Willis also believes that the oceans will give us the easiest and best guage of global warming. "The most sensitive yardstick of human influence on the climate is the rise in globally-averaged sea level. On climate-relevant time-scales, total sea level rise equals the sum of the melt water from glaciers and ice sheets, plus the thermal expansion of seawater caused by absorption of excess heat. The first effect represents the response of the ice to a warming atmosphere. The second is directly related to the balance of incoming and outgoing energy of the Earth as a whole. That's because 80 - 90% of the excess energy from anthropogenic forcing winds up warming the oceans (Levitus et al., 2005)."

Nevertheless, earlier data showed a rapid drop in sea levels, a fact reported by Rush Limbaugh, to the consternation of the "consensus" that man was causing dangerous warming.

With greater care to reduce software and measuring biases, a corrected result has been obtained. Sea level measurements when corrected for these errors no longer show rapid global sea level decline (and therefore global cooling). On the other hand, they show no sea level rise, either. Assuming that the glaciers are melting into the oceans, which would normally cause sea level increases, sea volume (per equivalent mass of H20) must be shrinking by an amount that counteracts the added glacial melt. Why? Because there is no rise in sea level from 2003 to 2006.

Josh Willis' article is a cautionary tale about the difficulty of accurately measuring anything that relates to global climate. It is also sobering for global warming alarmists. Sea levels may not be falling. But they do not appear to be rising, contrary to the shrieking of scientists and activists trying to convince us that we are destroying the planet with greenhouse gases.

The United Nations' Intergovernmental Panel on Climate Change (IPCC) -- the scientific "consensus" -- predicts a sea level rise of 0.18 - 0.59 meters ( 7 - 23 inches) by the year 2099, depending on the models and assumptions used. If sea levels were to rise 0.5 meters (approximately 18 inches), that would require an average increase of 5mm/year sea level rise. However, past measurements have shown only a 3mm annual rise, and recent measurements show no rise at all. It appears that even conservative predictions have been overly alarmist.

Either the glaciers are not melting, or the oceans are not warming. How else can one explain the non-rise in sea levels? Possibly both conditions are occurring.
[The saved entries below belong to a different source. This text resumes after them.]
PR #862, opened 2020-12-21
Check if the current network is metered.

Isira-Seneviratne:
Check whether or not the current network is metered instead of checking if it is a mobile network.

### DIFF
--- a/app/src/main/java/free/rm/skytube/app/Settings.java
+++ b/app/src/main/java/free/rm/skytube/app/Settings.java
@@ -80,9 +80,9 @@ public class Settings {
         return getPreference(R.string.pref_key_hide_tabs, Collections.emptySet());
     }
 
-    public Policy getWarningMobilePolicy() {
+    public Policy getWarningMeteredPolicy() {
         String currentValue = getSharedPreferences().getString(getStr(R.string.pref_key_mobile_network_usage_policy),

Global surface air temperatures have been in decline for ten years.

The Antarctic Ice Sheet is growing.

Glaciers that have been melting for over a century are now growing.
(Actually, on average, glaciers have been melting for over 10,000 years, but that could change. A look at temperature trends over the past 400,000 years indicate we are overdue for a return to a long ice age.)

The melting of Greenland ice is not accelerating, perhaps slowing.

It is time to follow the advice of the Hitchhiker's Guide to the Galaxy: "Don't panic!" The people who are trying to incite panic are trying to sell you something.